Levantó una mano y comprobó la posición de su máscara una vez más.
—Si hubiéramos venido en el tílburi, nos habrían visto.
—Supongo que tienes razón. —Nora se encogió de hombros y le brindó a Hattie una sonrisa—. Bueno, entonces, lo empujaste fuera del carruaje…
—No debería haberlo hecho. —Hattie se rio.

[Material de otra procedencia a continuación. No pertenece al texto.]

PR #627, opened 2020-02-11
Fix age description spacing.

Hoikas:
This fixes the lack of a space between the age's user name ("Adam's") and the age instance name ("Teledahn") if the sequence number is zero introduced in #619.


Deledrius:
I saw this last night and thought it was an optical illusion.  Glad I wasn't seeing things!

Hoikas:
:trollface:

PR #628, opened 2020-02-11
Remove hard-coded framecount for linking progress animation.

Deledrius:
This fixes a long-standing crash which could occur if using a different `resource.dat` than one the client was hard-coded to expect.  Previously, the number of frames was dictated at compile-time.  This change allows the plProgressMgr to query for the list of resources, find the ones matching the given pattern, and subsequently use that sorted list as the IDs from which it builds and cycles the animation.

### DIFF
--- a/Sources/Plasma/PubUtilLib/plClientResMgr/plClientResMgr.cpp
+++ b/Sources/Plasma/PubUtilLib/plClientResMgr/plClientResMgr.cpp
@@ -134,3 +134,15 @@ plMipmap* plClientResMgr::getResource(const ST::string& resname)
 
     return resmipmap;
 }
+
+
+std::vector<ST::string> plClientResMgr::getResourceNames()
+{
+    std::vector<ST::string> names;
+    names.reserve(ClientResources.size());
+
+    for (const auto& resource : ClientResources)
+        names.push_back(resource.first);
+
+    return names;
+}
--- a/Sources/Plasma/PubUtilLib/plProgressMgr/plProgressMgr.cpp
+++ b/Sources/Plasma/PubUtilLib/plProgressMgr/plProgressMgr.cpp
@@ -54,6 +54,9 @@ You can contact Cyan Worlds, Inc. by email legal@cyan.com
 #include "hsTimer.h"
 
 #include "plPipeline/plPlates.h"
+#include "plClientResMgr/plClientResMgr.h"
+
+#include <regex>
 
 
 //////////////////////////////////////////////////////////////////////////////
@@ -62,9 +65,7 @@ You can contact Cyan Worlds, Inc. by email legal@cyan.com
 
 plProgressMgr* plProgressMgr::fManager = nullptr;
 
-#define LOADING_RES_COUNT   18
-
-ST::string plProgressMgr::fImageRotation[LOADING_RES_COUNT];
+std::vector<ST::string> plProgressMgr::fImageRotation;
 
 const ST::string plProgressMgr::fStaticTextIDs[] = {
     ST_LITERAL("xLoading_Linking_Text.png"),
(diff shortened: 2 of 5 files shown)


Sources/Plasma/PubUtilLib/plClientResMgr/plClientResMgr.cpp
```diff
@@ -134,3 +134,14 @@ plMipmap* plClientResMgr::getResource(const ST::string& resname)
 
     return resmipmap;
 }
+
+
+std::vector<ST::string> plClientResMgr::getResourceNames()
+{
+    std::vector<ST::string> names;
+
+    for (auto resource : ClientResources)
```
Hoikas: I believe that this makes an unnecessary copy of the string. We may prefer `const auto&`

Sources/Plasma/PubUtilLib/plProgressMgr/plProgressMgr.cpp
```diff
@@ -80,9 +81,13 @@ plProgressMgr::plProgressMgr()
     fCallbackProc = nullptr;
     fCurrentStaticText = kNone;
 
-    // Fill array with pre-computed loading frame IDs
-    for (int i=0; i < LOADING_RES_COUNT; i++)
-        fImageRotation[i] = ST::format("xLoading_Linking.{02}.png", i);
+    // Find linking-animation frame IDs and store the sorted list
+    std::regex re("xLoading_Linking\\.[0-9]+?\\.png");
+    for (auto name : plClientResMgr::Instance().getResourceNames()) {
```
Hoikas: I believe that this makes an unnecessary copy of the string. We may prefer `const auto&`

Sources/Plasma/PubUtilLib/plProgressMgr/plProgressMgr.cpp
```diff
@@ -80,9 +81,13 @@ plProgressMgr::plProgressMgr()
...
+        if (std::regex_match(name.to_std_string(), re))
```
zrax: You can avoid the conversion to `std::string` here by using `std::regex_match(name.begin(), name.end(), re)` instead

Sources/Plasma/PubUtilLib/plProgressMgr/plProgressMgr.cpp
zrax: `const auto& name` to avoid copying...

Sources/Plasma/PubUtilLib/plClientResMgr/plClientResMgr.cpp
zrax: `const auto& resource` to avoid copies (if applicable)

Sources/Plasma/PubUtilLib/plProgressMgr/plProgressMgr.cpp
```diff
@@ -230,15 +235,12 @@ void    plProgressMgr::CancelAllOps( void )
 
 const ST::string plProgressMgr::GetLoadingFrameID(int index)
 {
-    if (index < LOADING_RES_COUNT)
-        return fImageRotation[index];
-    else
-        return fImageRotation[0];
+    return fImageRotation[index % (fImageRotation.size() - 1)];
```
zrax: `%` doesn't protect against negative indexes...  I'd suggest either making this unsigned or keeping the old behavior (with the non-hard-coded size)

Sources/Plasma/PubUtilLib/plProgressMgr/plProgressMgr.cpp
Deledrius: Excellent, I didn't see that option when I was looking at the regex matches.  I was hoping to write something a bit better here.

Sources/Plasma/PubUtilLib/plClientResMgr/plClientResMgr.cpp
Deledrius: I wish I were better at seeing these myself.

Sources/Plasma/PubUtilLib/plProgressMgr/plProgressMgr.cpp
Deledrius: I wish I were better at seeing these myself.

Sources/Plasma/PubUtilLib/plProgressMgr/plProgressMgr.cpp
Deledrius: I must have been thinking of this backwards.  Thanks.

Deledrius: The old method doesn't protect against negatives, either.  Yikes.

Deledrius: Is std::clamp available for our usage?  Would that be appropriate?

Hoikas: `std::clamp` was added in C++17--we are still using C++14.

Deledrius: Ah, that's out then. :)

zrax: > The old method doesn't protect against negatives, either. Yikes.

Ah, good point...  Maybe not a big deal then.

PR #633, opened 2020-02-19
Decompress audio files on download.

Hoikas:
This fixes the issue where Zandi might still be listening to Peter Gabriel instead of Mozart. In other words, this fixes the initially downloaded version of the sound playing instead of the updated version.


Hoikas:
This has been updated to merge cleanly.

dpogue (approved):

PR #642, opened 2020-03-17
Fix ptVaultNode's richcompare function.

Hoikas:
The Cyan standard function did not properly handle comparing vault nodes with incompatible types, which is expected to return False. Instead, they tried to return an exception. Unfortunately, they did this incorrectly by returning a value of -1, which was interpreted to be a result of True.

This resulted in interesting things like `node == "Ahnonay"` evaluating to True. See also H-uru/moul-scripts#120

### DIFF
--- a/Sources/Plasma/FeatureLib/pfPython/pyVaultNodeGlue.cpp
+++ b/Sources/Plasma/FeatureLib/pfPython/pyVaultNodeGlue.cpp
@@ -57,49 +57,52 @@ PYTHON_NO_INIT_DEFINITION(ptVaultNode)
 
 PYTHON_RICH_COMPARE_DEFINITION(ptVaultNode, obj1, obj2, compareType)
 {
-    if ((obj1 == Py_None) || (obj2 == Py_None))
-    {
-        bool isEqual = (obj1 == obj2);
-
-        if (compareType == Py_EQ)
-        {
-            if (isEqual)
-                PYTHON_RCOMPARE_TRUE;
-            else
-                PYTHON_RCOMPARE_FALSE;
-        }
-        else if (compareType == Py_NE)
-        {
-            if (isEqual)
-                PYTHON_RCOMPARE_FALSE;
-            else
-                PYTHON_RCOMPARE_TRUE;
-        }
-        PyErr_SetString(PyExc_NotImplementedError, "invalid comparison for a ptVaultNode object");
-        PYTHON_RCOMPARE_ERROR;
+    // Only allow == or !=
+    if (compareType != Py_EQ && compareType != Py_NE) {
+        PyErr_SetString(PyExc_TypeError, "ptVaultNode comparison not supported");
+        return nullptr;
     }
 
-    if (!pyVaultNode::Check(obj1) || !pyVaultNode::Check(obj2))
-    {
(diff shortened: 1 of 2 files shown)


Sources/Plasma/FeatureLib/pfPython/pyVaultNodeGlue.cpp
```diff
@@ -57,49 +57,52 @@ PYTHON_NO_INIT_DEFINITION(ptVaultNode)
...
+    if (compareType == Py_EQ) {
+        PYTHON_RETURN_BOOL((*vnObj1) == (*vnObj2));
+    } else if (compareType == Py_NE) {
+        PYTHON_RETURN_BOOL((*vnObj1) != (*vnObj2));
     }
-    PyErr_SetString(PyExc_NotImplementedError, "invalid comparison for a ptVaultNode object");
-    PYTHON_RCOMPARE_ERROR;
+
+    // Should never happen.
+    return Py_NotImplemented;
```
zrax: `Py_RETURN_NOTIMPLEMENTED ` (which increments the `Py_NotImplemented` singleton's ref count)

Sources/Plasma/FeatureLib/pfPython/pyVaultNodeGlue.cpp
```diff
@@ -57,49 +57,52 @@ PYTHON_NO_INIT_DEFINITION(ptVaultNode)
...
-    if (compareType == Py_EQ)
-    {
-        if ((*vnObj1) == (*vnObj2))
-            PYTHON_RCOMPARE_TRUE;
-        PYTHON_RCOMPARE_FALSE;
+
+    // Vault nodes can only be equal to vault nodes
+    if (!pyVaultNode::Check(obj1) || !pyVaultNode::Check(obj2)) {
+        if (compareType == Py_EQ) {
+            PYTHON_RETURN_BOOL(false);
```
zrax: `Py_RETURN_FALSE`

Sources/Plasma/FeatureLib/pfPython/pyVaultNodeGlue.cpp
```diff
@@ -57,49 +57,52 @@ PYTHON_NO_INIT_DEFINITION(ptVaultNode)
...
+        } else if (compareType == Py_NE) {
+            PYTHON_RETURN_BOOL(true);
```
zrax: `Py_RETURN_TRUE`

zrax:
Also, the `PYTHON_RCOMPARE_*` macros are all clearly wrong.  We should probably remove them entirely from `pyGlueHelpers.h` and fix up the rest of the rich comparisons...

Sources/Plasma/FeatureLib/pfPython/pyVaultNodeGlue.cpp
zrax: ... didn't get updated?

Hoikas: whoops, missed this one

Hoikas: undeclared identifier

zrax: Ah, looks like the macro was introduced in Python 3.3.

—No vamos a volver para disculparnos —dijo Nora, señalando la puerta con una mano—. ¿Entonces? ¿Vas a entrar?
Hattie respiró hondo y se volvió hacia su amiga.
—¿Es una locura?
—Absolutamente —respondió Nora.
—¡Nora!
—Es una locura de las buenas. Tienes planes, Hattie. Y así es como se alcanzan. Una vez que se llevan a cabo, no hay vuelta atrás. Y, francamente, te lo mereces.
—Tú también tienes planes, pero no has hecho nada así. —La voz de Hattie transmitía una ligera vacilación.
—No he tenido que hacerlo. —Nora guardó silencio y se encogió de hombros.
El universo había dotado a Nora de riqueza, privilegios y de una familia a la que no parecía importarle que usara ambos para coger la vida por los cuernos.
Hattie no había tenido tanta suerte. No era el tipo de mujer de la que se esperaba que dirigiera su propio destino. Pero, después de esa noche, pretendía mostrar al mundo que tenía la intención de hacerlo. Aunque antes debía deshacerse de la única cosa que la retenía.
Así que, allí estaba. Se volvió hacia Nora.